** Data supplied follows **

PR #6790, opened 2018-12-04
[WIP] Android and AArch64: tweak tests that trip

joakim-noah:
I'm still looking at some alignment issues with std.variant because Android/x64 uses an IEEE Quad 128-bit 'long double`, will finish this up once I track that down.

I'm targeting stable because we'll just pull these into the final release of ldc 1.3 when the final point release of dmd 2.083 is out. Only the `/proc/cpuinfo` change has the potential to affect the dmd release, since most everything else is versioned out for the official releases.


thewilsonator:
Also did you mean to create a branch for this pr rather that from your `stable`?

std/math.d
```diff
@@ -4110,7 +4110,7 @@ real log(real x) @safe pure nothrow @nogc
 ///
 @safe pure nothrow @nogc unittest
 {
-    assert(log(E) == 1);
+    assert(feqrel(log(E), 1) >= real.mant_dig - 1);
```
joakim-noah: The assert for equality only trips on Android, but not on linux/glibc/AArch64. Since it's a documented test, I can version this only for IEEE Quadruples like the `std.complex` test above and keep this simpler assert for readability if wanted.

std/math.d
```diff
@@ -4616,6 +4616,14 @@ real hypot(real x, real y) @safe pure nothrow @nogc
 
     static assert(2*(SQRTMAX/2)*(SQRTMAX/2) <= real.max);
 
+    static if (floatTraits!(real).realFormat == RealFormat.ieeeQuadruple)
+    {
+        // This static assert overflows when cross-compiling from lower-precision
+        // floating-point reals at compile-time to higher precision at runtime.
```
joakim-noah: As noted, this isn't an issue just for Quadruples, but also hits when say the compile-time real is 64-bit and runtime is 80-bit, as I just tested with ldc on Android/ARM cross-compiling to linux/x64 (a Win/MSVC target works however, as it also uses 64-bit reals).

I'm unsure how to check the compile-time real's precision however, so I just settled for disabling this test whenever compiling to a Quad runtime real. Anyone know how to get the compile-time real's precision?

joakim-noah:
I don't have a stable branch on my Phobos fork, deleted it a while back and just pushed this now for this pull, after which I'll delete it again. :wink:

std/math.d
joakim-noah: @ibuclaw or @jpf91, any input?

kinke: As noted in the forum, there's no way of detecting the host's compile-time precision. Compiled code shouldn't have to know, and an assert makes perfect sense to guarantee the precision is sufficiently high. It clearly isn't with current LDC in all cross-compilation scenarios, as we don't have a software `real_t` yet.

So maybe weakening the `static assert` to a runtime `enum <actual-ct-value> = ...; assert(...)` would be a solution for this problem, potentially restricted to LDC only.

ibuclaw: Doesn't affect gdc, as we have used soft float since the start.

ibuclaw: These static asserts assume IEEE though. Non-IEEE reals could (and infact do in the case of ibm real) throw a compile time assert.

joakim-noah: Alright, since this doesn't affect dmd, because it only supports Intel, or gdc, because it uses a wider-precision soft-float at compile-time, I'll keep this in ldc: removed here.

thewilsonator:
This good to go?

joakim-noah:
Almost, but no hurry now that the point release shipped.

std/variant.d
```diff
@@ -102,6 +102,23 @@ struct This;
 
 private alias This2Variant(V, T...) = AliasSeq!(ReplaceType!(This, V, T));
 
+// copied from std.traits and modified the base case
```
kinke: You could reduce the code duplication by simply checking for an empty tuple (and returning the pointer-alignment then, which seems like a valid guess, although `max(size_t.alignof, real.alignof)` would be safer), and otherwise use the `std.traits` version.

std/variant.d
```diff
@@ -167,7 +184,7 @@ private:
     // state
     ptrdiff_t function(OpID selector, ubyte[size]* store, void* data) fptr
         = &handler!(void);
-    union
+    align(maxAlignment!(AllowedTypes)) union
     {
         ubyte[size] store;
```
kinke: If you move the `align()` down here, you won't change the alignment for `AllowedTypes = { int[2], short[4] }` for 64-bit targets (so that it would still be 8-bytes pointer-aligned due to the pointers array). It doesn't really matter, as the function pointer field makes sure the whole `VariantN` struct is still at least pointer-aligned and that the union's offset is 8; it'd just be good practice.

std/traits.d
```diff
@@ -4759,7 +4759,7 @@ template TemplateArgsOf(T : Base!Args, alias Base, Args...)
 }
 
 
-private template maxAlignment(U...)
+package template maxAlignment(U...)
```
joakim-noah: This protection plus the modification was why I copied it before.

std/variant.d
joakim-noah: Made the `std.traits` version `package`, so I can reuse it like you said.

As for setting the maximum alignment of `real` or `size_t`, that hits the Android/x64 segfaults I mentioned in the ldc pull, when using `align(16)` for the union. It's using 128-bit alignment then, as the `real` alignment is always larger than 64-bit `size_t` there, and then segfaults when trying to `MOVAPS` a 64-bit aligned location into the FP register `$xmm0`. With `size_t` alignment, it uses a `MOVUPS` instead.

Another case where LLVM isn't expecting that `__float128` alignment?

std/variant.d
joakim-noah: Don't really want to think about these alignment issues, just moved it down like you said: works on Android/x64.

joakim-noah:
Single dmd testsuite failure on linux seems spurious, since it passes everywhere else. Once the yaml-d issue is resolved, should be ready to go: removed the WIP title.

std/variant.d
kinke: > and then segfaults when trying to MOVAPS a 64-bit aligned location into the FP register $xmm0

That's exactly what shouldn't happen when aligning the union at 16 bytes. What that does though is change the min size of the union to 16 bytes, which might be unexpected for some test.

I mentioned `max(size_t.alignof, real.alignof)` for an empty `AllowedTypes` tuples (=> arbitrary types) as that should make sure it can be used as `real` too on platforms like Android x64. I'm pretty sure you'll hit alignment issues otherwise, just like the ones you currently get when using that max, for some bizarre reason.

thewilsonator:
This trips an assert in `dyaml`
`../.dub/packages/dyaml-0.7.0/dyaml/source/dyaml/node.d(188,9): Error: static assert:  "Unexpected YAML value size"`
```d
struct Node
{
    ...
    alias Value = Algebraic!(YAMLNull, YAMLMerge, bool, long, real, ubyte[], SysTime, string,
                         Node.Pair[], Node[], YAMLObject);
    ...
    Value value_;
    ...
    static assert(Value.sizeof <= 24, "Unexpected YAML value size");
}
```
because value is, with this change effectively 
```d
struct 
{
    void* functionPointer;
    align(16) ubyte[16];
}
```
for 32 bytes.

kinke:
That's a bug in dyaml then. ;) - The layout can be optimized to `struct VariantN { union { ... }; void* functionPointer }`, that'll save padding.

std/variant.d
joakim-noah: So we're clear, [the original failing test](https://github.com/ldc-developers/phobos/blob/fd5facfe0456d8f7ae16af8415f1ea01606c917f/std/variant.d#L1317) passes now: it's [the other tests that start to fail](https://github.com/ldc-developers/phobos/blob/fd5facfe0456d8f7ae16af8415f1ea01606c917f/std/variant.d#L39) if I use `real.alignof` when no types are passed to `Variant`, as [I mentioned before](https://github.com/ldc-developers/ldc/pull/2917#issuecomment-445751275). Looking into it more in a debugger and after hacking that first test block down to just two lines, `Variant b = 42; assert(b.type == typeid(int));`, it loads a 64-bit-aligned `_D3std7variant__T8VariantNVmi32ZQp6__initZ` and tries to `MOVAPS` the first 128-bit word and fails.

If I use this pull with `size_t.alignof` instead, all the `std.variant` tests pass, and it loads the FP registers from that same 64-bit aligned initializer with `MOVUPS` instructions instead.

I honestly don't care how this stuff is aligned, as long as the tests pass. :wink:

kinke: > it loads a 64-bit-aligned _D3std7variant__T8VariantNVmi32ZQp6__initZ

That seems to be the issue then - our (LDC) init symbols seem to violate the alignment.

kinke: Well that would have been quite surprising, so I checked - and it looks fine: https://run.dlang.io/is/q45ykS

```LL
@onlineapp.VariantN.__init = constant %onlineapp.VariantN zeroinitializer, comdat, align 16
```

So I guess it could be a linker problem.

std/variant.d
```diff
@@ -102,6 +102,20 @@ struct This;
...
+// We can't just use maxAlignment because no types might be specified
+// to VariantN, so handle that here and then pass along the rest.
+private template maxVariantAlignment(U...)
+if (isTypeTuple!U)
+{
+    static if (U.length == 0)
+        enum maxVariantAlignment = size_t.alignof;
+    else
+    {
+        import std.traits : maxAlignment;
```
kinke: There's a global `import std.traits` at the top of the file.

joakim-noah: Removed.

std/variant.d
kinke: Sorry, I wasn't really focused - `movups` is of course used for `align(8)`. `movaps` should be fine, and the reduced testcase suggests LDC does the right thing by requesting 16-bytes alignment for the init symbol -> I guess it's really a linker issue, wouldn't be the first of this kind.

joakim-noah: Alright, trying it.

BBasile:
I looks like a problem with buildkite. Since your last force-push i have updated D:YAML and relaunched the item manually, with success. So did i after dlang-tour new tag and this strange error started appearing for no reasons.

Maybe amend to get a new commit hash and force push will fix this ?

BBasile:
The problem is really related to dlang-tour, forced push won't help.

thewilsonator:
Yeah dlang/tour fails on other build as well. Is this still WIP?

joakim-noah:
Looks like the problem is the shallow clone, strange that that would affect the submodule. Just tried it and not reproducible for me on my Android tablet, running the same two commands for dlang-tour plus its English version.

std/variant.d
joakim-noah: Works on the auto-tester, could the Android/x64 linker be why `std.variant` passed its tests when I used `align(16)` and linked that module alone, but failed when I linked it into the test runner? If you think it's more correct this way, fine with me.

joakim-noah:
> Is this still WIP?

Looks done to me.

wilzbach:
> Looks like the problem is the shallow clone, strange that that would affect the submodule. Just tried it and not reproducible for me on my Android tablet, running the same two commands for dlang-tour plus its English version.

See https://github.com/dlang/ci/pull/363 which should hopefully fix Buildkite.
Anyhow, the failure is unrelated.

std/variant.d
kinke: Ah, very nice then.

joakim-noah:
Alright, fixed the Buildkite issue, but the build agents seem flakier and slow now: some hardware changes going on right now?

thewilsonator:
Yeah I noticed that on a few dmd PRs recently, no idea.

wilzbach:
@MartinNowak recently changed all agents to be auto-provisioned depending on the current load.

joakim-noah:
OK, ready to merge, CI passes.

** End of Data supplied **

Say how many lines above contain the string "will". Answer with the number only.

2